Dutch public broadcaster

NPS (Nederlandse Programma Stichting) (English: Dutch Programme Foundation) was a Dutch government-funded radio and TV broadcasting foundation.

In the Dutch public broadcasting system, broadcasters – in the Dutch context, listener and viewer associations – do not have their stations but are allotted time on the three public television and eight public radio networks broadly to the size of their respective memberships. The NPS, as one of the task broadcasters, was tasked with public services and was could have members.

==History==

NPS' previous logo used from 28 April 1994 to 3 September 2008.

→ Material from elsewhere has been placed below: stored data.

PR #2390, opened 2018-06-05
ko.applyBindings requires a valid 2nd parameter if given

### LINKED ISSUE #2388: ko.applyBindings - Second Parameter
**Version**: 3.5 RC & 3.4.2

**Example**: [JSFiddle](https://jsfiddle.net/ypsjdc66/)

Via the documentation the second parameter should _restricts the activation to the element with ID someElementId and its descendants_... but when I pass in an element that doesn't exist, the applyBindings function is ignoring it. Shouldn't it fail if the element doesn't exist instead of searching the entire document?

mbest:
Fixes #2388

### DIFF
--- a/src/binding/bindingAttributeSyntax.js
+++ b/src/binding/bindingAttributeSyntax.js
@@ -529,7 +529,7 @@
     ko.applyBindingAccessorsToNode = function (node, bindings, viewModelOrBindingContext) {
         if (node.nodeType === 1) // If it's an element, workaround IE <= 8 HTML parsing weirdness
             ko.virtualElements.normaliseVirtualElementDomStructure(node);
-        return applyBindingsToNodeInternal(node, bindings, getBindingContext(viewModelOrBindingContext), true);
+        return applyBindingsToNodeInternal(node, bindings, getBindingContext(viewModelOrBindingContext));
     };
 
     ko.applyBindingsToNode = function (node, bindings, viewModelOrBindingContext) {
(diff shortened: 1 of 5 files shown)


src/binding/bindingAttributeSyntax.js
```diff
@@ -539,26 +539,26 @@
...
+    ko.applyBindings = function (viewModelOrBindingContext, rootNodeArg, extendContextCallback) {
         // If jQuery is loaded after Knockout, we won't initially have access to it. So save it here.
         if (!jQueryInstance && window['jQuery']) {
             jQueryInstance = window['jQuery'];
         }
 
-        // rootNode is optional
-        if (!rootNode) {
+        var rootNode = rootNodeArg;
+        if (!rootNode && arguments.length < 2) {
```
fastfasterfastest: change to `if (arguments.length < 2) {`

src/binding/bindingAttributeSyntax.js
```diff
@@ -539,26 +539,26 @@
...
-    ko.applyBindings = function (viewModelOrBindingContext, rootNode, extendContextCallback) {
+    ko.applyBindings = function (viewModelOrBindingContext, rootNodeArg, extendContextCallback) {
         // If jQuery is loaded after Knockout, we won't initially have access to it. So save it here.
         if (!jQueryInstance && window['jQuery']) {
             jQueryInstance = window['jQuery'];
         }
 
-        // rootNode is optional
-        if (!rootNode) {
+        var rootNode = rootNodeArg;
```
fastfasterfastest: Why introduce another variable and not simply use `rootNodeArg`?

It was created on 28 April 1994, following a split-up of the responsibilities of the Nederlandse Omroep Stichting (NOS). The NPS took over the NOS's culture, information, minorities, and youth programming, allowing the NOS to concentrate on its role of providing impartial news coverage. On 1 September 2010, the NPS merged and rebranded with Teleac and RVU into NTR.

==Proposed abolition==
In the summer of 2005, Jan Peter Balkenende's second cabinet presented plans to renovate the broadcasting system, including the abolition of the NPS by 2007. Given the dedicated and fairly sizeable audience for the NPS's output, the proposal was met with fierce resistance from many viewers and listeners. The idea was that other broadcasters would take over the type of programming that the NPS had previously provided.

There was little confidence among viewers, however, that this would happen. At the time, it was speculated that the real motive for the proposed abolition was that the governing parties (Christian Democrat and liberal-conservative) saw the foundation's output as being too left-wing. The plans were, in the end, withdrawn following the November 2006 elections.